After a brief period of stability, nominal exports of goods and services fell sharply in November, down 3.0% month-on-month (seasonally and calendar-adjusted), with nearly all sectors affected. Contrary to the overall trend, shipments to the EU declined noticeably, while exports to non-EU countries – supported in part by higher sales to China – only fell slightly. Overall, exports remained roughly at third-quarter levels. Nominal imports of goods and services also declined in November, down 0.5% month-on-month, following a drop in the previous month. Imports from the EU fell, while goods sourced from third countries such as the US and China increased significantly compared with October.

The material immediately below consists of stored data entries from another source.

PR #2397, opened 2025-05-05
fix(`CallBatchLayer`): don't batch if single request

### LINKED ISSUE #2386: CallBatchLayer: don't batch if only 1 request is received
### Component

provider, pubsub

Currently CallBatchLayer will send a Multicall3 call even if only 1 request is received: e.g. a single eth_getBalance will still get sent as a Multicall3 call

This is not efficient as RPC providers charge more for eth_call than the other requests that CallBatchLayer handles

If there's only 1 request in the queue when we want to fire off the Multicall3 call, we should instead fall back to normal RPC

### Additional context

_No response_

Ayushdubey86:
Hello @mattsse @DaniPopes,

Raising a draft PR for #2386 — please let me know if the approach looks good.

I’m not converting to Multicall3 immediately upon receiving a request. Instead, I defer conversion until I’ve intercepted and counted the total number of calls. Based on that count, I either perform a normal RPC call (for a single request) or batch them using Multicall3.

I have numbed testcases as of now, if current approach is correct, I'll take on tc

Closes #2386.


crates/provider/src/layers/batch.rs
```diff
@@ -144,13 +165,13 @@ enum CallBatchMsgKind<N: Network = Ethereum> {
     Balance(Address),
 }
 
-impl CallBatchMsg {
-    fn new<N: Network>(
+impl<N: Network> CallBatchMsg<N> {
+    fn new(
         kind: CallBatchMsgKind<N>,
-        m3a: Address,
+        //m3a: Address,
```
DaniPopes, line 171: can remove

crates/provider/src/layers/batch.rs
```diff
@@ -81,6 +81,13 @@ impl Default for CallBatchLayer {
     }
 }
 
+#[allow(dead_code)]
+#[derive(Debug)]
+enum CallResult {
```
DaniPopes, line 86: I think we can keep using `IMulticall3::Result` and just set the `success` to true always when we're not calling the contract

crates/provider/src/layers/batch.rs
```diff
@@ -311,18 +342,45 @@ impl<P: Provider<N> + 'static, N: Network> CallBatchBackend<P, N> {
...
+                    let result = self.inner.get_block_number().into_future().await.unwrap();
+                    Ok(CallResult::Single(Bytes::from(result.to_be_bytes())))
+                }
+                CallBatchMsgKind::ChainId => {
+                    let result = self.inner.get_chain_id().into_future().await.unwrap();
+                    Ok(CallResult::Single(Bytes::from(result.to_be_bytes())))
+                }
+                CallBatchMsgKind::Balance(addr) => {
+                    let result = self.inner.get_balance(addr).into_future().await.unwrap();
+                    Ok(CallResult::Single(Bytes::from(result.to_be_bytes::<32>())))
```
DaniPopes, line 370: these `to_be_bytes` happen to work fine but we want to make sure they're ABI encoded with `.abi_encode()` instead

crates/provider/src/layers/batch.rs
```diff
@@ -311,18 +342,45 @@ impl<P: Provider<N> + 'static, N: Network> CallBatchBackend<P, N> {
...
+                CallBatchMsgKind::BlockNumber => {
+                    let result = self.inner.get_block_number().into_future().await.unwrap();
+                    Ok(CallResult::Single(Bytes::from(result.to_be_bytes())))
+                }
+                CallBatchMsgKind::ChainId => {
+                    let result = self.inner.get_chain_id().into_future().await.unwrap();
+                    Ok(CallResult::Single(Bytes::from(result.to_be_bytes())))
+                }
+                CallBatchMsgKind::Balance(addr) => {
+                    let result = self.inner.get_balance(addr).into_future().await.unwrap();
```
DaniPopes, line 369: shouldn't unwrap but send `Err` for all branches here

crates/provider/src/layers/batch.rs
```diff
@@ -445,101 +504,3 @@ impl<N: Network> Caller<N, Bytes> for CallBatchCaller {
         Caller::<N, Bytes>::call_many(&self.weak, params)
     }
 }
-
-#[cfg(test)]
-mod tests {
```
DaniPopes, line 450: please keep the test

DaniPopes (changes requested):

Ayushdubey86:
Hello @DaniPopes pushed those changes, do check once free!

DaniPopes (changes requested):

Ayushdubey86:
Made those changes and pushed, do check @DaniPopes !

crates/provider/src/layers/batch.rs
```diff
@@ -311,13 +326,45 @@ impl<P: Provider<N> + 'static, N: Network> CallBatchBackend<P, N> {
...
-    fn process_msg(&mut self, msg: CallBatchMsg) {
+    fn process_msg(&mut self, msg: CallBatchMsg<N>) {
         self.pending.push(msg);
     }
 
     async fn send_batch(&mut self) {
-        let result = self.send_batch_inner().await;
         let pending = std::mem::take(&mut self.pending);
+
+        if pending.len() == 1 {
```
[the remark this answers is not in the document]
Ayushdubey86: added

crates/provider/src/layers/batch.rs
```diff
@@ -333,28 +351,45 @@ impl<P: Provider<N> + 'static, N: Network> CallBatchBackend<P, N> {
...
+            CallBatchMsgKind::BlockNumber => {
+                self.inner.get_block_number().await.map(|res| m3_res(true, res.abi_encode().into()))
+            }
+            CallBatchMsgKind::ChainId => {
+                self.inner.get_chain_id().await.map(|res| m3_res(true, res.abi_encode().into()))
+            }
+            CallBatchMsgKind::Balance(addr) => {
+                self.inner.get_balance(addr).await.map(|res| m3_res(true, res.abi_encode().into()))
+            }
+        }
```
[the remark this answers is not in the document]
DaniPopes: it doesn't matter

Compared with the previous quarter, total imports were 0.4% higher than in Q3. The monthly trade surplus narrowed to €6.3 billion in November (seasonally adjusted), down from €10.1 billion, as exports fell more sharply than imports. From January to November, the surplus totalled €106.6 billion, nearly 33% lower than in the same period last year.

Import prices rose further in November, up 0.5% month-on-month (seasonally adjusted), driven mainly by energy and intermediate goods. At the same time, export prices rose by only 0.3%, causing Germany’s terms of trade to deteriorate slightly by 0.3% month-on-month, the first decline since June 2025. In real terms, the declines in exports and imports were likely somewhat larger.  

Leading indicators for foreign trade at the turn of 2025/26 remain subdued. According to the ifo Export Expectations, the external economic outlook for Q1 of 2026 is cautious. In December, the index rose only slightly, moving from -3.8 to -3.1 balance points. Key export sectors such as automotives and machinery continue to anticipate weaker foreign business. However, export orders from abroad showed some recovery in November, rising 4.9% month-on-month (seasonally adjusted) due to large contracts. Demand for German investment and intermediate goods from foreign companies in the eurozone increased, and other regions also placed more orders in these segments. Excluding large contracts, foreign orders were still slightly down month-on-month (-0.3), while over the past three months they edged up (+0.2%).  

Overall, the outlook for German exporters remains challenging. While the global economy and world trade have so far proven resilient, a slowdown at the turn of the year – as anticipated by international observers – is emerging. A gradual recovery in exports is not expected until later in the year. 

Production and Orders continue on an upward trend

Output in the goods-producing sector rose for the third consecutive month in November. Month-on-month, output increased by 0.8% (adjusted for or price, seasonal and calendar effects). At the same time, September production was revised slightly higher, to +2.0% (previously +1.8%). Compared with November 2024, goods output was also up 0.8%.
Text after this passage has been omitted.